== Segment start ==

PR #290, opened 2015-03-23
Make the library compatible with ES 1.5

Astrac:
With this PR it is possible to use elastic4s when running ES 1.5. There were two minor issues that were caused by the removal of the methods `waitForMerge` and `exclude`. These are relevant commits in the ES repository:

https://github.com/elastic/elasticsearch/commit/a29b4a800dbac84a4aa89b19e0a4100e8d8507ce

https://github.com/elastic/elasticsearch/commit/f735baf306571ec9949514a14828f18058972044


sksamuel:
Great work thanks

PR #296, opened 2015-04-12
AttachmentType to support AttributeFields

k4200:
We can specify `fields` for `attachment` type according to the doc:
https://github.com/elastic/elasticsearch-mapper-attachments


sksamuel:
Thanks!

PR #297, opened 2015-04-13
Change release version in dependency from 0.90.13.10 -> 0.90.13.2

mmilewski:
I don't know where 0.90.13.10 is coming from but `sbt compile` fails with com.sksamuel.elastic4s#elastic4s_2.11;0.90.13.10: not found.
I found here http://search.maven.org/#search%7Cgav%7C2%7Cg%3A%22com.sksamuel.elastic4s%22%20AND%20a%3A%22elastic4s_2.11%22 that there exist version 0.90.13.2 and it actually resolves


sksamuel:
Thanks!

PR #298, opened 2015-04-15
add support for getting snapshot info

bitsofinfo:
added support for getting snapshot info


sksamuel:
This is a great addition, but I don't think we need to add methods which are immediately deprecated. We can just skip those two, and people can use the intended way. What do you think

bitsofinfo:
Looks like its already merged, I don't think it hurts to retain the deprecated syntax. I'll have more PR's coming I imagine.

sksamuel:
Should be in 1.5.5 ?

PR #1487, opened 2019-10-29
Flake demo

ehmry:
I've been playing around with nix flakes (https://github.com/NixOS/rfcs/pull/49) and it was not difficult to make a flake out of dhall-haskell. The biggest change I made was to convert the dhall-lang submodule into a subtree. This makes it possible to build the repo without a recursive checkout and in pure mode, it is also possible fetch from a Gitub archive rather than do a Git clone.

The disadvantage is that this introduces a subtree workflow, which I think most people are not familiar with (I am not).

Using the flake is quite simple once the `nixFlake` version of Nix is available:
```shell
nix flake add dhall-haskell 'git+https://github.com/dhall-lang/dhall-haskell.git?ref=flake'
  # add Dhall to local flake registry

nix build dhall-haskell # build the "dhall" utility
nix flake check dhall-haskell # run Dhall coverage test
```

Nix flakes are still experimental, I've created this branch simply as a test and demo.


Gabriel439:
@ehmry: We would need to keep the `dhall-lang` subdirectory as a `git submodule` since we need to periodically synchronize it with https://github.com/dhall-lang/dhall-lang

basile-henry:
My understanding of nix flakes is that they can depend on other flakes. As such, wouldn't it make more sense to also add nix flakes to https://github.com/dhall-lang/dhall-lang and depend on that instead of using a git subtree?

ehmry:
A flake here is now redundant as the current version of dhall-haskell is in nixpkgs master, and nixpkgs master is now a flake.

== Segment end ==

**WHAT TO PRODUCE:** Once you have identified the lines above that contain "submodule", copy each of them.

**SOLUTION TO THE EXERCISE:**
I've been playing around with nix flakes (https://github.com/NixOS/rfcs/pull/49) and it was not difficult to make a flake out of dhall-haskell. The biggest change I made was to convert the dhall-lang submodule into a subtree. This makes it possible to build the repo without a recursive checkout and in pure mode, it is also possible fetch from a Gitub archive rather than do a Git clone.
@ehmry: We would need to keep the `dhall-lang` subdirectory as a `git submodule` since we need to periodically synchronize it with https://github.com/dhall-lang/dhall-lang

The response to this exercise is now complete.